My father hasn't got any work lined up for today yet, so he is going to try to convince a friend to help him out and start to get the motor put back together. We are supposed to go pulling tonight, but it is supposed to rain this afternoon (whats new). If the pull gets rained out I hope to get a bunch of work done, if not I know how I'll be spending my Thursday night and most of Friday.

With all this waiting on parts I got the ball drilled out of the throttle shaft on my pump. I couldn't remember how many turns out you told me to go but I only went half a turn, probably go out more. Can the button and governor shims be changed while the pump is on the motor? If so I'll have to get part numbers from you Cody and change them out later.
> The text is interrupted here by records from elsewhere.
PR #98, opened 2023-10-18
Feature: Add an optional ERC20 transfer in the `runOp.ts` script to test contract calls

mmv08:
This PR:
- Adds an optional ERC20 transfer execution in the `runOp` script to test contract calls
- Executes if the environment variable for the token address is set. The pre-requisite is Safe should own at least one token. It will transfer precisely 1.
- The token name is coming from https://www.behindthename.com/random/random.php?gender=both&number=2&sets=1&surname=&all=yes

Notes:
- I had to bump the compiler version to `0.8.20` because of openzeppelin's token requirements and change the default EVM target from `Shanghai` to `London`, because Mumbai didn't support the `PUSH0` opcode added in `Shanghai`
- I also had to bump the target ES spec to `es2020` to use BigInts

### DIFF
--- a/4337/.env.sample
+++ b/4337/.env.sample
@@ -19,6 +19,8 @@ SCRIPT_ADD_MODULES_LIB_ADDRESS=""
 SCRIPT_PROXY_FACTORY_ADDRESS=
 # Singleton address to use in the user op test script
 SCRIPT_SAFE_SINGLETON_ADDRESS=
+# ERC20 Token to use in the user op test script for testing contract calls
+SCRIPT_ERC20_TOKEN_ADDRESS=
 
 # Entrypoint address to use for the module deployment
 DEPLOY_ENTRY_POINT=""
--- a/4337/.env.sample
+++ b/4337/.env.sample
@@ -12,16 +12,16 @@ SCRIPT_DEBUG=true
 # Bundler to use in the user op test script
 SCRIPT_BUNDLER_URL=""
 # Module to use in the user op test script
-SCRIPT_MODULE_ADDRESS=
+SCRIPT_MODULE_ADDRESS=""
 # Library to add modules in the user op test script
 SCRIPT_ADD_MODULES_LIB_ADDRESS=""
 # Proxy factory to use in the user op test script
-SCRIPT_PROXY_FACTORY_ADDRESS=
+SCRIPT_PROXY_FACTORY_ADDRESS=""
 # Singleton address to use in the user op test script
-SCRIPT_SAFE_SINGLETON_ADDRESS=
+SCRIPT_SAFE_SINGLETON_ADDRESS=""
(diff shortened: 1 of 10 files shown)


4337/.env.sample
```diff
@@ -19,6 +19,9 @@ SCRIPT_ADD_MODULES_LIB_ADDRESS=""
 SCRIPT_PROXY_FACTORY_ADDRESS=
 # Singleton address to use in the user op test script
 SCRIPT_SAFE_SINGLETON_ADDRESS=
+# ERC20 Token to use in the user op test script for testing contract calls. Token should have 18 decimals. Safe should have 1 token.
+# Optional. If set, the runOp script will execute a token transfer out of the Safe
+SCRIPT_ERC20_TOKEN_ADDRESS=
```
nlordell, line 24: nitpick: Not related to this PR, but I noticed some slight inconsistencies in this file when declaring variables with empty values (some are `VAR=""` and some are `VAR=`); might be nice to clean up for consistency.

4337/hardhat.config.ts
```diff
@@ -47,7 +47,7 @@ const userConfig: HardhatUserConfig = {
     sources: 'contracts',
   },
   solidity: {
-    compilers: [{ version: primarySolidityVersion, settings: soliditySettings }, { version: '0.6.12' }, { version: '0.5.17' }],
+    compilers: [{ version: primarySolidityVersion, settings: { evmVersion: 'london', ...soliditySettings }}, { version: '0.6.12' }, { version: '0.5.17' }],
```
nlordell, line 50: question: out of curiosity, why is specifying `london` EVM version needed?

4337/contracts/test/TestToken.sol
```diff
@@ -0,0 +1,11 @@
+// SPDX-License-Identifier: LGPL-3.0-only
+pragma solidity >=0.8.0;
+
+import "@openzeppelin/contracts/token/ERC20/ERC20.sol";
+import "@openzeppelin/contracts/token/ERC20/extensions/ERC20Permit.sol";
+
+contract HariWillibaldToken is ERC20, ERC20Permit {
+    constructor(address initialMintDest) ERC20("Hari Willibald Token", "HWT") ERC20Permit("Hari Willibald Token") {
```
nlordell, line 8: Who is "Hari Wallibal"?! 🤣

mmv08: @rmeissner might have more context on this

nlordell (approved):
LGTM

4337/hardhat.config.ts
mmv08: I actually realised that `london` is not the latest one before the Shanghai upgrade, was tricked by some random website. I've adjusted it to Paris here: https://github.com/safe-global/safe-modules/pull/99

Thats the last thing I was thinking about when I ordered the cam key.

I'm supposed to be getting a turbo off of a later Big Cam from a friend that his family has been in the trucking business for a long time. This is probably an HT3B correct? I am also going to be getting an exhaust manifold off of a big cam. Hopefully this combination will allow me to put some more fuel to it that what this mongo charger can handle.
 
All depends on how the engine sits in the frame of the truck, I know I can't do it on my cabover, but I have changed them in a freightliner.

The pump guy is probably best to get you a #5 button and shims, I haven't been able to find the right part number for the button, and the one I had got left in the pump when we got rid of my T600.
 
I'm sure that I can get to the governor spring cover easy enough to change out the button and shims. What kind of numbers do they have on the buttons? Are they in 1, 5, 10 graduations? I may get a few to try out once I get my EGT gauge all hooked up and ready to go.

Last night we worked a bit on the motor. Most of the motor is put back together. I just need to run the rack and the motor will be done. Then its on to radiator, hood, coolant and oil. Hoping to have it all put back together and drive it around a little bit before we take off tomorrow morning. Ideally I'd like to be able to run the rack a 2md time before we go but I don't think that will happen.